Work order –
Select all lines in the records that include "probably".

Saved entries
>>>

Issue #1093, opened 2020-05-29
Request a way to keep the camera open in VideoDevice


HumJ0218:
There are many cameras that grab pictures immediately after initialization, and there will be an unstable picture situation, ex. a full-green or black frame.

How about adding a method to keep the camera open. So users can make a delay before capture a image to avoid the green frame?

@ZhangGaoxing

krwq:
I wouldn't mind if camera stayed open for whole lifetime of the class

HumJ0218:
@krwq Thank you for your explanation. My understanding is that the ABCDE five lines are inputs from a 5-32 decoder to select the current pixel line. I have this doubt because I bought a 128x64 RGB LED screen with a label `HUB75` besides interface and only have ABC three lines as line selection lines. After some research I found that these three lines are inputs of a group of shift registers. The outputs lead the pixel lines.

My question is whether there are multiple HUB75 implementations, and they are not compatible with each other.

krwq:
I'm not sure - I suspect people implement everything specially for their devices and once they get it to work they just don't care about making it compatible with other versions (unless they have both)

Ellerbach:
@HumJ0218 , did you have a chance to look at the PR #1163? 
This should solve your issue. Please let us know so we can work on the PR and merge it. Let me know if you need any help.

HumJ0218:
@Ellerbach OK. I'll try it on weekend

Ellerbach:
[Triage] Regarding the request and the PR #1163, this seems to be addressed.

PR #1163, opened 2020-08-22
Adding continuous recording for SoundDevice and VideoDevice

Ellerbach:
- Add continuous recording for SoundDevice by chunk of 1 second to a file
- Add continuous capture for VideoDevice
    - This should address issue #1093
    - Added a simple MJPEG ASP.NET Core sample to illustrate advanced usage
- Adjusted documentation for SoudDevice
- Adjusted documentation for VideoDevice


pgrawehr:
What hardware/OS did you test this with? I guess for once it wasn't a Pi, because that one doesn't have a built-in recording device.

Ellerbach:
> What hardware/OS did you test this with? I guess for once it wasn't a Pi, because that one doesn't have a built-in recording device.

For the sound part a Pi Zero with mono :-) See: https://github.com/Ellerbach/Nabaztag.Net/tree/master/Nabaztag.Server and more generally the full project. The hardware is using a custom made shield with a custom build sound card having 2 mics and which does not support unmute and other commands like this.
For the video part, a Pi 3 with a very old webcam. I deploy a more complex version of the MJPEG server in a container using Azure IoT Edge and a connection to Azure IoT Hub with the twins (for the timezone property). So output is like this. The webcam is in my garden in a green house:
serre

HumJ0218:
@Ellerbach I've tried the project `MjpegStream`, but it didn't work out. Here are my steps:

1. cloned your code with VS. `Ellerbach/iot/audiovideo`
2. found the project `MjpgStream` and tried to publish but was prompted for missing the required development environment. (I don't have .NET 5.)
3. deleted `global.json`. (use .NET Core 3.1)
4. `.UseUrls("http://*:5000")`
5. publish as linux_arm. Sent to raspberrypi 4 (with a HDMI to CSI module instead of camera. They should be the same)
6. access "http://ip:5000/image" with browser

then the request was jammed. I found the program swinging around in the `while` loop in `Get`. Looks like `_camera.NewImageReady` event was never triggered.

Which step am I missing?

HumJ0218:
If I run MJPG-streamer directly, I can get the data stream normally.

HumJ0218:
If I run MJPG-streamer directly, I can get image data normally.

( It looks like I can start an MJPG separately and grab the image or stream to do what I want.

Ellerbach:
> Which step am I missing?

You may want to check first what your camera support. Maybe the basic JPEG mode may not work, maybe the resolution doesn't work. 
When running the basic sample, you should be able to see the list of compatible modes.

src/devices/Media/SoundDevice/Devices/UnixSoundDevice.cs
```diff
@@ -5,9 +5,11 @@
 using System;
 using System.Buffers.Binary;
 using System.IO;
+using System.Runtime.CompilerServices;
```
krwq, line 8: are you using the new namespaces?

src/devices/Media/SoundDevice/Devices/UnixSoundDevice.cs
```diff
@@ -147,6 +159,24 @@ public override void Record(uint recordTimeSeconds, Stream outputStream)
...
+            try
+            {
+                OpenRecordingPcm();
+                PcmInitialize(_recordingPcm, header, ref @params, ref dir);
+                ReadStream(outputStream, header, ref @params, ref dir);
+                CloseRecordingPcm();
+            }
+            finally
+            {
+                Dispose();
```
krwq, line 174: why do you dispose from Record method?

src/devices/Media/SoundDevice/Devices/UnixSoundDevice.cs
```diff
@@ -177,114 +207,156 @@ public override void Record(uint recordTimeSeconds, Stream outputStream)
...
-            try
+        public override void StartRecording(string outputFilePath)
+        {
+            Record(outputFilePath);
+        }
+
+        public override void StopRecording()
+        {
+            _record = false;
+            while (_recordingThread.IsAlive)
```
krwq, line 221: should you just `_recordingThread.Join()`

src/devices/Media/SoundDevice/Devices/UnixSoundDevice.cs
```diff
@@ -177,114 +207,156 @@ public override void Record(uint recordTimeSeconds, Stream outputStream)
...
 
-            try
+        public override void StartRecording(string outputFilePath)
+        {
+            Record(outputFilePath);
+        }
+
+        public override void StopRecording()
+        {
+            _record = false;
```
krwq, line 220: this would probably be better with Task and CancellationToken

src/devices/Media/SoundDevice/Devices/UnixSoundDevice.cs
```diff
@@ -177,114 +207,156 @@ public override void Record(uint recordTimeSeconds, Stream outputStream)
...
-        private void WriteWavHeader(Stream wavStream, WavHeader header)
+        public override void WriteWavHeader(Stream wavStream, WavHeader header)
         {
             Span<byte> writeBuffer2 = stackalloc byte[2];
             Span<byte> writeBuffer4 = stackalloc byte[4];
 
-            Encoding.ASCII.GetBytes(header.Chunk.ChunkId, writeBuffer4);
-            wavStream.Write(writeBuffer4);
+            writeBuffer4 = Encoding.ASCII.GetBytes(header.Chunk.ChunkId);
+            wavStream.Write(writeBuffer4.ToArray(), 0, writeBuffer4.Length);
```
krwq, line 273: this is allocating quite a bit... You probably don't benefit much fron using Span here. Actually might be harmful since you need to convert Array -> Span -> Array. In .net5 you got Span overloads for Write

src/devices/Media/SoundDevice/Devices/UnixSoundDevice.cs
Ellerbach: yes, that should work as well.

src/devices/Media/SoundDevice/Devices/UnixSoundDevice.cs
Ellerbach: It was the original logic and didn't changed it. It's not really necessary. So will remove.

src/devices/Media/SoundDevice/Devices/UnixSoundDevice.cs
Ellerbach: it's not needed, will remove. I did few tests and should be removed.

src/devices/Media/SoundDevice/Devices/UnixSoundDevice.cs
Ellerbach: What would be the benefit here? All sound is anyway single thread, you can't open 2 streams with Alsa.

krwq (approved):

<<<

Answer to this exercise –
krwq, line 220: this would probably be better with Task and CancellationToken
krwq, line 273: this is allocating quite a bit... You probably don't benefit much fron using Span here. Actually might be harmful since you need to convert Array -> Span -> Array. In .net5 you got Span overloads for Write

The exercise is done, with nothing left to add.